There are differences in their implementations, so there is no general recommendation how to configure the HiPath / Openscape telephony system.

Some ITSP only activates their far-end NAT traversal support only, if they see known private IP address (e.g. 192.168.0.1 or any other RFC 1918) in SDP.

It may also make a difference if a call is made to (or coming from) another user of the ITSP or a different provider/phone company.

Even if the ITSP supports far-end NAT traversal mechanism, activating STUN may help to establish payload or get shorter (lower latency) speech paths. On the other hand, with some ITSP and network configuration, disabling STUN will yield better results.

It is recommended to test incoming and outgoing calls to both external numbers (e.g. mobile phone) and another user account of the same ITSP (that has be be registered at a different telephone system using another public IP address (e.g. other DSL connection)) to make sure the voice connection is fine for all calls.

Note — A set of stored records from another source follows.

Issue #4853, opened 2019-07-23
As a bounty funder of a hackathon I'd like for the entire Gitcoin contributor community to see the bounties i've funded for the hackathon.


PixelantDesign:
### User Story
As a bounty funder of a hackathon I'd like for the entire Gitcoin contributor community to see the bounties i've funded for the hackathon.

### Why
Currently, the hackathon explorer is separate from the normal hackathon explorer.
This limits contributor traffic and applications.

### Definition of Done 

- [ ] Open up hackathon explorer to regular explorer by displaying hackathon issues on the normal issue explorer.
- [ ] Allow featured bounties on the hackathon explorer to show on the normal featured bounties carousel.
- [ ] Review with squad and @alexvotofuture

PR #4894, opened 2019-07-30
Open hackathon bounties to normal explorer 

octavioamu:
##### Description

change query to show hackathon bounties into normal explorer 
##### Refers/Fixes

Ref #4853
##### Testing

image
image


danlipert:
Seems legit to me - did you try booting it up in docker just to double check?

octavioamu:
> Seems legit to me - did you try booting it up in docker just to double check?

ohh I didn't restarted docker, Just made the change and checked the explorer. Let me send a print for tests

danlipert:
> This might come back to bite us
> If you click on the hackathon bounty and then click on back to explorer link -> you'll end up on the hackathon explorer which would confuse users a bit.
> a
> Might be worth updating UI to add both Hackathon + Explorer link for hackathon bounties ?
> @octavioamu

I agree this would be nice to fix but I don't think its a blocker - we can add that later if we decide we want to

PR #4912, opened 2019-07-31
crowdfund contribs + USD estimates for them were completely jacked

owocki:
##### Description

https://gitcoin.co/issue/ethereum/EIPs/2221/3296
this bounty (a) shows $4.91 USD as the USD amount when there is 1.189 ETH on the main bounty and 1.12 ETH on the crowdfund.  (b) not show the 1.12 ETH in crowdfund.

fix before / after:
Screen Shot 2019-07-31 at 3 50 31 AM

##### Refers/Fixes

https://gitcoincore.slack.com/archives/CAXQ7PT60/p1564565072006400

##### Testing

tested locally

### DIFF
--- a/app/assets/v2/js/shared.js
+++ b/app/assets/v2/js/shared.js
@@ -1347,6 +1347,10 @@ function normalizeAmount(amount, decimals) {
   return Math.round((parseInt(amount) / Math.pow(10, decimals)) * 1000) / 1000;
 }
 
+function round(amount, decimals) {
+  return Math.round(((amount) * Math.pow(10, decimals))) / Math.pow(10, decimals);
+}
+
 function newTokenTag(amount, tokenName, tooltipInfo, isCrowdfunded) {
   const ele = document.createElement('div');
   const p = document.createElement('p');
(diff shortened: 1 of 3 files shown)


app/assets/v2/js/shared.js
```diff
@@ -1347,6 +1347,10 @@ function normalizeAmount(amount, decimals) {
   return Math.round((parseInt(amount) / Math.pow(10, decimals)) * 1000) / 1000;
 }
 
+function round(amount, decimals) {
```
owocki: @gitcoinco/engineers 

heres what the programmer who built the crowdfund contributions functionality didnt know (and i guess didnt test):

`normalizeAmount()` != `round()` 

`normalizeAmount()` was originally meant to take a token (which is stored as an int which represents a float value * 10**decimals) and transfer from `amount` from that int into that float value.  

i guess this was a case of bad documentation and bad method naming.

danlipert: Makes sense - theres a lot we can communicate in terms of code readability just by picking descriptive method and variable names @thelostone-mc @octavioamu something to keep in mind :)

PR #4923, opened 2019-07-31
remove duplicate function

thelostone-mc:
### Description

- Fixes advanced payout 
- Function is already declared in shared.js https://github.com/gitcoinco/web/blob/master/app/assets/v2/js/shared.js#L1350-L1352 causing advanced payout to fail


danlipert:
@owocki the change on stable to the rounding function caused advanced payout to fail - this PR fixes it

owocki:
thanks good catch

Examples of misbehaving network devices

In this chapter some problems we had in the past are mentioned. This is neither a complete list nor a detailed analysis of the problem’s cause. It is meant to give a ‘feeling’ for the kind of problems that may occur when setting up an IP network.

NAT routers

Port preserving with symmetric fallback

Some routers try to preserve the used port if possible, and are detected as "Port restricted Cone NAT". However, if they cannot preserver the port, some of them fall back to a symmetric behaviour.

Linux Kernel

For example, the behaviour of the Linux kernel and it's netfilter ("iptables") component depend on some configuration details. The kernel has a "symmetric NAT" behaviour, if only a "masquerading" or simple NAT is configured and if the ITSP starts sending payload before the local telephonie system does. Otherwise it tries to preserve the port and keeps a "port restricted cone NAT" behaviour if this isn't possible.

If a Linux system is used as router, the simplest way to avoid a "symmetric NAT" behaviour is to add a filter rule that drops any incoming UDP packet, that has no conntrack entry. A default policy of "DROP" for incoming packets on the WAN interface should be sufficient.


  • load problems

ALG

An ALG (Application Layer Gateway) is a component running on the NAT router (or a device tightly coupled with it). It inspects routed packets in detail (application payload), analyses the content and changes containing IP addresses and ports in the same way as the NAT component changes the IP / UDP header in the packet.

The problem is that the ALG needs to know the transported protocol (e.g. SIP and SDP) to do this correctly. As this is very complicated to implement, most known ALGs have flaws that often lead to problems that are hard to analyse.

Furthermore, ALG often are activated by default or use different terms (e.g. "generic NAT support", "P2P Support" etc.) so its hard to find them in the configuration menus.

Examples

For example, we have seen a problem with a NAT-Router that has a built-in ALG that was used with STUN. Due to STUN usage, the outgoing messages (INVITE) contained already the public address, so the ALG did not change anything. When the response (e.g. 200 OK) came back, the ALG saw the public address and changed it to the internal one. The SIP stack of the telephony system then discarded the packet because the received Contact header was not the same as the sent one. Turning STUN off solved that problem (the ALG then worked fine), but only for one call: If a second call was started simultanously the ALG mixed up RTP ports and was signaling the RTP port of the first call in the second one.

Such problems can only be found with a detailed look at network traces (e.g. with wireshark), so we strongly recommend to switch of ALG functionality in the router, especially in cheap "home routers".